### The problem
What you return must be the lines of the data that hold the word "seen".

### Dataset entries
Issue #5526, opened 2022-08-02
escape should deselect elements


dwelle:
to align with other editors

aqandrew:
Popup escape handlers work as expected with changes proposed in #7782.

Would fixing #6189 be sufficient to address your concern above re: higher-precedence esc handlers? If so, I'd like to pick up that issue

PR #5735, opened 2022-10-03
feat: Remove all active selections on pressing ESC key

jawahars16:
Remove all active selections on pressing ESC key.

#5526

### DIFF
--- a/src/components/App.tsx
+++ b/src/components/App.tsx
@@ -1798,6 +1798,17 @@ class App extends React.Component<AppProps, AppState> {
         });
       }
 
+      // remove selections on escape press
+      if (event.key === "Escape") {
+        this.setState({
+          selectedElementIds: {},
+          selectedGroupIds: {},
+          editingGroupId: null,
+        });
+        event.preventDefault();
+        return;
+      }
+
       // prevent browser zoom in input fields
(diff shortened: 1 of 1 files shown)


src/components/App.tsx
```diff
@@ -1798,6 +1798,17 @@ class App extends React.Component<AppProps, AppState> {
         });
       }
 
+      // remove selections on escape press
+      if (event.key === "Escape") {
```
DanielJGeiger, line 1802: Other than the suggested changes, this looks good!
```suggestion
      if (event.key === KEYS.ESCAPE) {
        // Don't deselect text right after editing it
        if (isWritableElement(event.target)) {
          return;
        }
```

DanielJGeiger (changes requested):
@dwelle @ad1992 This PR should be simple to merge.

ad1992 (commented):
@jawahars16 can you add a test for this ?

aqandrew:
@ad1992 I'd like this escape key functionality as well. May I open a PR that includes tests?

dwelle:
closing in favor of https://github.com/excalidraw/excalidraw/pull/11035

(added you as co-author)

Issue #820, opened 2020-02-24
Missing home screen icon


vjeux:
I added the website to my home screen on iOS but it took a crappy screenshot of the app instead of using an icon.

![F272D3A0-76DB-47C3-84B6-8321C9C922D7](https://user-images.githubusercontent.com/197597/75125786-bf592000-566b-11ea-9221-03376d5b846e.jpeg)

j-f1:
I know this is `apple-touch-icon` for iOS but I don’t know the equivalent for Android. I think we have to make a manifest file?

lipis:
Yes, manifest file is the way..

Fausto95:
Working on this via: https://github.com/excalidraw/excalidraw/pull/842

PR #5749, opened 2022-10-09
feat: additional drag and drop image format support (webp, bmp, ico)

zsviczian:
I've received various requests for image formats, most recently a request to support webp [#820](https://github.com/zsviczian/obsidian-excalidraw-plugin/issues/820).

This seems like a no-brainer simple change. I don't see any downside. I've tested with sample files and it seems to work as expected.


vjeux (approved):
Thank you, it's always annoyed me when I've been trying to use webp files downloaded from the internet!

PR #5752, opened 2022-10-10
fix: free draw flip not scaling correctly

### LINKED ISSUE #5750: flipping freedraw elements upscales it
flipping freedraw elements on x/y axes upscales them. Not sure when it refressed, but it doesn't look like it's related to the version bump (https://github.com/excalidraw/excalidraw/commit/3298aaf0c710b02632442890ea53f481bfaf4f9e).

excal-bug-flip-freedraw-upscale

```
{"type":"excalidraw/clipboard","elements":[{"type":"freedraw","version":209,"versionNonce":1565822168,"isDeleted":false,"id":"2mdYBkfpEwqPZOhwnZpp-","fillStyle":"solid","strokeWidth":1,"strokeStyle":"solid","roughness":1,"opacity":100,"angle":0,"x":9691.317316229484,"y":-10564.251073221569,"strokeColor":"#c92a2a","backgroundColor":"#ced4da","width":66,"height":288,"seed":1427009240,"groupIds":[],"strokeSharpness":"round","boundElements":[],"updated":1665349447014,"link":null,"locked":false,"points":[[0,0],[0,-1],[-1,-7],[-5,-15],[-11,-27],[-17,-44],[-24,-64],[-30,-86],[-36,-109],[-40,-130],[-42,-147],[-42,-161],[-42,-174],[-39,-185],[-34,-195],[-29,-200],[-23,-203],[-16,-207],[-9,-209],[-2,-211],[3,-211],[5,-212],[7,-212],[8,-212],[11,-214],[13,-216],[16,-219],[18,-224],[20,-233],[21,-247],[24,-256],[24,-266],[24,-274],[24,-282],[24,-287],[24,-288],[24,-288]],"lastCommittedPoint":null,"simulatePressure":true,"pressures":[]}],"files":{}}
```

adarkforce:
Fixed #5750 freedraw flip by correctly calculating transform handle final point, to avoid scaling issues

### DIFF
--- a/src/actions/actionFlip.ts
+++ b/src/actions/actionFlip.ts
@@ -141,12 +141,12 @@ const flipElement = (
     element,
     width,
     height,
-    true,
+    false,
   );
 
   resizeSingleElement(
     new Map().set(element.id, element),
-    false,
+    true,
     element,
     usingNWHandle ? "nw" : "ne",
     false,
--- a/src/actions/actionFlip.ts
+++ b/src/actions/actionFlip.ts
@@ -6,9 +6,7 @@ import { ExcalidrawElement, NonDeleted } from "../element/types";
 import { normalizeAngle, resizeSingleElement } from "../element/resizeElements";
 import { AppState } from "../types";
 import { getTransformHandles } from "../element/transformHandles";
-import { isLinearElement } from "../element/typeChecks";
 import { updateBoundElements } from "../element/binding";
-import { LinearElementEditor } from "../element/linearElementEditor";
 import { arrayToMap } from "../utils";
 import { getResizedElementAbsoluteCoords } from "../element/bounds";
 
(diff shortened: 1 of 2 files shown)


adarkforce:
Hi, @dwelle, I found out that there was also a problem with multi point line elements, in particular when the curve exceeded the min/max points, the element had an offset which was the difference between the last point and the end of the curve, as it can be seen in the video below:

https://user-images.githubusercontent.com/50418432/196042175-ce7a5f32-94fe-4e20-9417-f986a1def5df.mov

After I managed to solve this issue, another minor issue arised: when roughness is > 1 the flipping is not pixel perfect but there is a slight imprecision due to the roughness expanding the line. As it can be seen in the video:

https://user-images.githubusercontent.com/50418432/196042336-db8d0511-e60f-4fb8-8cd9-77ad739fafd7.mov

dwelle (approved):
Thanks for the fixes @adarkforce, and sorry for the delay in review! Looking good 👍.

> After I managed to solve this issue, another minor issue arised: when roughness is > 1 the flipping is not pixel perfect but there is a slight imprecision due to the roughness expanding the line. As it can be seen in the video:

You're right. Be it not for the bounding box, one wouldn't really notice it. I think we can live with that! :)

Alright, let's ship! 🚀

PR #5780, opened 2022-10-21
Barnabasmolnar/editor redesign

barnabasmolnar:
This PR attempts to tackle a feat no smaller than giving the editor a comprehensive facelift. 🎨 Due to the massive scale of changes, it is quite possible that:

- there may be some regressions either in terms of functionality or form
- some areas might have been left unattended and still need some work
- some design choices that looked good on "paper" don't translate well to the highly dynamic nature of the editor in actual use

Further, looks & usability on small devices may be so-so in some places, although I did try to make sure nothing was outright broken.

I have marked some open issues/questions with the following comment in code:
```// TODO barnabasmolnar/editor-redesign```

For instance, there are some icons missing from the new icon set (eg "group", "ungroup").

Since I've been working on this for a while, I might have developed some tunnel-vision and it's not impossible that some super obvious things have escaped my attention. My apologies if that were indeed the case! 

Hopefully, however, this PR provides a strong foundation for thorough testing and any potential suggestions for improvement.
Your findings and comments are much appreciated.

I think it might make sense to group your findings according to the list I have drawn up in the beginning of this PR:
- bugs, regressions
- missing styling and/or styling inconsistencies, deficiencies
- issues with things interacting with each other in unexpected ways


dwelle:
Boom! 💥

Playing with it and loving it.

Some notes & points for discussion for both you @barnabasmolnar and for Tony, you'll need to sort it out :). The design points we can discuss offline.

- The welcome screen:
  - should have `pointer-events: none` except for the actionable buttons which will reset the `pointer-events`. Right now interacting with the canvas is blocked by it, as well as other things like pasting.
  - Maybe the contract (especially in dark mode) is too low after all. TBD.
  - we need to figure out how to make it customizable

- UI too large on FHD (1080px) screen (and lower?). Looks 👍 on QHD (2K) screen. Prob needs 36px sizing for the toolbar, via @maielo 

- sidebar: 
  - swap the button groups position  

    image
  
  - shadow maybe too strong? Plus it should revert to regular shadow on dock.
    image

  - don't display library button when library sidebar is docked
    image
  
  - I'd also argue to move out (some of) the context buttons out of the dropdown (or figure something else out) because there's 0 indicator that selecting a library item (or multiple) has some effect on actions you can do on it. We'll discuss that elsewhere.

    The added friction is also too much, e.g. when you're trying out different libraries and are deleting often (or when creating libs).

- the loading state for library is not great. The spinner renders in wrong places (and in different places depending on whether something is already in library or not) and also results in layout shift.


- language select
  image

- collab button needs active state when collaborating (similar to current production)

- edges buttons not very differentiated (on smaller sizes?). Perhaps not a problem since you'll always be toggling from one to the other.

  image

- arrowheads
  - no active state (same as production 🤔)
  - the popup blends too much with the sidebar. Maybe we should give it more a stronger shadow
  - the popup buttons are lighter gray than regular buttons for some reason. Hard to read esp in dark mode.
    image
  image

- align buttons when 2 elements are selected incorrectly flow to the wrong row. I.e. they should not mingle.

  image
  
  production:
  
  image

- hamburger menu should IMO be offset so it doesn't overlap with the sidebar 1:1. Makes those menus blend too much together, and/or give it a stronger shadow (only when sidebar is also open at the same time?)...

  image

- Opening a dialog should either close the hamburger menu, or when you close the dialog, it should keep the hamburger menu open. I'm siding with the latter, but could be swayed either way.

  image

- Padding difference between `Stroke → Stroke Width` and `Stroke → background`. Also causing visual layout shift when selecting items.

  image image

- I'm not quite convinced the b/w colors convey information as for what is the selected element (without having to inspect closely). I'll let other comment on this.

  image

- Seeing this in practice, the visual difference is actually kinda weird. I'm not sure if it really makes sense. Also I'm still not super keen on the island shadows.

  image

- The bottom right buttons: not sure the switch to vertical stacking makes sense here as we don't use it anywhere else.

  image

- incorrect color of the hints in dark mode (too pronounced vs light mode)

  image

maielo:
Super 🔥 🔥 🔥 !!!

Extremely looking forward to ship this :) :) 

What i found apart what @dwelle already mentioned

1. wierd jumping of toolbar when opening and closing libs 
2. when refreshing page flickering "splash screen"
3. 36px for tool icons on FHD.
4. wrong font (arial, should be assistant, at least in hamburger menu) - https://fonts.google.com/specimen/Assistant?vfquery=assista
5. hamburger menu items are too large on FHD and less resolution - per design it should have 32px height, right now it has 39px;
6. we need to figure out how to allow host apps to change splashscreen (talking about plus), hamburger menu items (plus again)
7. i am going to give you real text for splashscreen 
8. missing "got to E+" button for already signed users who go to editor (imho should be in splashscreen and somewhere else if content is there)
9. can't paste images when splashscreen is on
10. image
11. image
    - would use "Start collaboration" ??? what others think?

gabrielamacakova:
I don't have much feedback as most of it has already been written by @maielo and @dwelle. 

But my main question is - wouldn't it be better to have a Live collaboration button next to the hamburger menu? I don't know, but for some reason it doesn't feel right to have it next to the Libraries on the right side. Maybe it's because I'm used to the current version where it's also on the left side. But maybe that's why we should keep it there. And yes, I didn't realize this before 😃 I had to see it live.

> would use "Start collaboration" ??? what others think?
Well, considering most of the other actions (maybe all of them) in hamburger menu are named with a "verb", it would make sense .. But people are used to Live collaboration, so ....

dwelle:
> But my main question is - wouldn't it be better to have a Live collaboration button next to the hamburger menu? I don't know, but for some reason it doesn't feel right to have it next to the Libraries on the right side.

Yeah, I'm not against putting it to the left side. The argument was that most apps put it on the right so that's what people expect. I didn't do any research myself so can't say how prevalent it is.

But, I would also not rule out putting the "export to image" button next to hamburger as it's quite a common action.

ad1992:
This looks amazing 🔥🔥, great work @barnabasmolnar ❤️

A few points in addition to what already addressed above

1. The popup would be better to move below like it is now in the current version so it doesn't block the hex code, in case I want to update hex after opening the popup

Screenshot 2022-10-25 at 12 38 16 PM

2. In dark mode I feel the splash screen font color is not that visible so may be lighten it a bit so its more readable
Screenshot 2022-10-25 at 12 43 51 PM
Using a version lighter it looks better (var(--color-gray-70))
Screenshot 2022-10-25 at 12 46 59 PM

3. How about putting the lock button on the right side instead of the left since in mobile we show it right next to the eraser ? so position will almost remain same when device dimensions changes

Screenshot 2022-10-25 at 1 38 39 PM



4. Shouldn't we use the primary color shade when selecting in context menu ? 
Screenshot 2022-10-25 at 12 50 58 PM

5. As per the edges I think the dotted lines are making it look more similar so we might want to remove the dotted lines to make it clear or improve the edges in the icons so its more distinct (The prod is more clear)
Screenshot 2022-10-25 at 12 55 53 PM

6. Should we rename "load" to "Import" ? I think its more intuitive, or maybe "Open"  but to align with "export", "import" would sound better.
Screenshot 2022-10-25 at 12 58 53 PM
port" ?

7. I misunderstood this as sharing the read-only link of excalidraw eg in social accounts. We should use the collab icon of people which we use inside the hamburger menu as well
Screenshot 2022-10-25 at 1 02 44 PM
Also, I like "Start collaboration" more - probably because that's I am used to and when it comes to collaborations it's going to be live so maybe putting live is redundant. So "Start" looks better to me.

8. Should we also add a link to discord in the help dialog?

9. Some suggestions regarding the hamburger menu

image

10. Let's add tooltips for undo/redo. Later we should move to using our tooltip everywhere.
Screenshot 2022-10-25 at 1 28 49 PM

DanielJGeiger:
Also in the current editor, pressing the properties button while editing a text element finalizes the text, without opening the properties panel.  Besides finalizing the text, the text element further becomes unselected.

dwelle:
> My main comment pertains to additional suggestions for improving the current editor. When in mobile form factor (eg side-by-side desktop windows), the element properties panel can fill most of the window, obscuring the selected element(s). A keyboard shortcut to hide the props panel, without finalizing the editing element, could also help.

Yep. The mobile redesign will come later, we haven't really touched it in this one (apart from using the same styleguide).

> Also in the current editor, pressing the properties button while editing a text element finalizes the text, without opening the properties panel. Besides finalizing the text, the text element further becomes unselected.

Cannot repro. IMO it works the same as current production?

dwelle:
There's also a few things with the WelcomeScreen we should fix:

- [ ] some basic RTL support (e.g. when you pick an arabic language):

image

- [ ] the welcome screen should account for screen sizes. Maybe hide the arrows and keep the center. If even the center doesn't fit, hide it as well? On mobile we can show the center if it fits, as well.

  image

- [ ] Also, we need to put all labels (not just welcomeScreen labels) into `en.json`

barnabasmolnar:
> Also, we need to put all labels (not just welcomeScreen labels) into en.json fo i18n (and use {t("path.to.translation")})

They are. I even wrote the Hungarian translations for them. 🇭🇺 😃 

https://github.com/excalidraw/excalidraw/pull/5780/files#diff-b1791c7a47875ce85f2f1e57ef6c25a9b993660f9bcc840d8f21daac6161b5a0

dwelle:
> They are. I even wrote the Hungarian translations for them. 🇭🇺

ok, nvm. I don't know why I (wrongly) assumed instead checking, sorry! But, I don't know if Crowdin will catch the HU translations, or it needs it to be done from their UI. We'll see!

dwelle:
Moving the unresolved TODOs from previous comments (mine & @maielo's) here.

---


- [ ] ⚠⚠⚠ collab button needs active state when collaborating (similar to current production)

- edges buttons not very differentiated (on smaller sizes?). Perhaps not a problem since you'll always be toggling from one to the other.

  image
- [ ] copy change? 
  image
    - would use "Start collaboration" ??? what others think? (@maielo)
- [ ] (?? --- I haven't checked if still unresolved) missing "got to E+" button for already signed users who go to editor (imho should be in splashscreen and somewhere else if content is there)
 


- [ ] Opening a dialog should either close the hamburger menu, or when you close the dialog, it should keep the hamburger menu open. I'm siding with the latter, but could be swayed either way.

  image

- [ ] Seeing this in practice, the visual difference is actually kinda weird. I'm not sure if it really makes sense. Also I'm still not super keen on the island shadows.

  image

---

Not blocking. But needs some thought and review later:

- sidebar: the added friction of hiding some of the context buttons in the dropdown is still "too damn  high"

- [ ] arrowheads: still not sure about the the popup blending too much with the sidebar:

  image

- [ ] I'm not quite convinced the b/w colors convey information as for what is the selected element (without having to inspect closely). I'll let other comment on this.

  IMO we won't do anything with this because "it looks good", but just for the record.

  image

---

Ad @ad1992's points:

> The popup would be better to move below like it is now in the current version so it doesn't block the hex code, in case I want to update hex after opening the popup

We'll be redesigning the color picker as per Figma soon so it doesn't matter.

>  How about putting the lock button on the right side instead of the left since in mobile we show it right next to the eraser ? so position will almost remain same when device dimensions changes

Mobile UI is orthogonal here I'd say, and we'll be redesigning it anyway. But There may be an arugment made. Let's keep it as is for now so we don't ship too many "breaking changes" to the UI and we'll see later.

> Shouldn't we use the primary color shade when selecting in context menu ? 

Contextmenu needs a complete overhaul after we ship this.

> As per the edges I think the dotted lines are making it look more similar so we might want to remove the dotted lines to make it clear or improve the edges in the icons so its more distinct (The prod is more clear)

Hard agree. The only salient argument to ignore this is that you won't really be looking at the buttons after you do it once or twice, and simpyl switch to the other one. But still not a good argument to keep it I think.

> Should we rename "load" to "Import" ? I think its more intuitive, or maybe "Open"  but to align with "export", "import" would sound better.

I'd go with "Open", maybe.

> I misunderstood this as sharing the read-only link of excalidraw eg in social accounts. We should use the collab icon of people which we use inside the hamburger menu as well

I agree here as well. @maielo is trying to convince me "everybody else" is using it. I'm not sure. We'll need to revisit this.

> Should we also add a link to discord in the help dialog?

Help dialog will need a complete overhaul as well.

dwelle:
should we increase hamburger menu width? Most languages won't fit `export as image` after we've added the shortcut:

image

ad1992:
Pushed a fix regarding client initials being blank when containing trailing spaces - Thanks to the test!

Screenshot 2022-11-01 at 8 49 56 PM

dwelle:
Yay! Thanks everyone! ❤️ 🚀

(We'll fix tests in post.)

### Task solution
Hi, @dwelle, I found out that there was also a problem with multi point line elements, in particular when the curve exceeded the min/max points, the element had an offset which was the difference between the last point and the end of the curve, as it can be seen in the video below:
After I managed to solve this issue, another minor issue arised: when roughness is > 1 the flipping is not pixel perfect but there is a slight imprecision due to the roughness expanding the line. As it can be seen in the video:
> After I managed to solve this issue, another minor issue arised: when roughness is > 1 the flipping is not pixel perfect but there is a slight imprecision due to the roughness expanding the line. As it can be seen in the video:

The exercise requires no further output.